Exercise directions:
Scan the entries below for the string "with" and copy every line where it turns up.

##### Data shown #####

PR #53, opened 2023-06-21
[AWS] Get Credentials from Session

bh2smith:
In an effort to supply fewer env vars to our pods, when the image is deployed on AWS, certain session tokens for obtaining credentials are already injected into the runtime environment. 

FYI (@cowprotocol/analytics)
This is an experimental PR made in collaboration with @mateipopa from devops that will be reverted if it does not work out. Alternatively we could deploy a beta version based on this branch and test that out in staging before even merging.

### DIFF
--- a/src/post/aws.py
+++ b/src/post/aws.py
@@ -138,16 +138,13 @@ class AWSClient:
                 RoleSessionName="InternalSession",
             )
             credentials = internal_assumed_role_object["Credentials"]
-        else:
-            # When deployed to AWS and
-            credentials = sts_client.get_session_token()["Credentials"]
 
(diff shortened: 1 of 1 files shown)


gentrexha (approved):

mateipopa (approved):

bh2smith:
@mateipopa -- here is a pre-release deployment:

https://github.com/cowprotocol/dune-sync/releases/tag/v0.5.5-beta

bh2smith:
So we tried this out and it works like a dream now. WIll merge to main and then this other change can be reverted: https://github.com/cowprotocol/infrastructure/pull/477#discussion_r1238873201

PR #54, opened 2023-07-04
[WIP] CIP-27: add quote solver to order rewards

bh2smith:


fhenneke:
One thing I would add is an e2e test for a more recent block range. At the moment we only test a block range with missing quoting solvers.

Otherwise LGTM.

fhenneke (approved):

#####

Answer space:
This is an experimental PR made in collaboration with @mateipopa from devops that will be reverted if it does not work out. Alternatively we could deploy a beta version based on this branch and test that out in staging before even merging.
One thing I would add is an e2e test for a more recent block range. At the moment we only test a block range with missing quoting solvers.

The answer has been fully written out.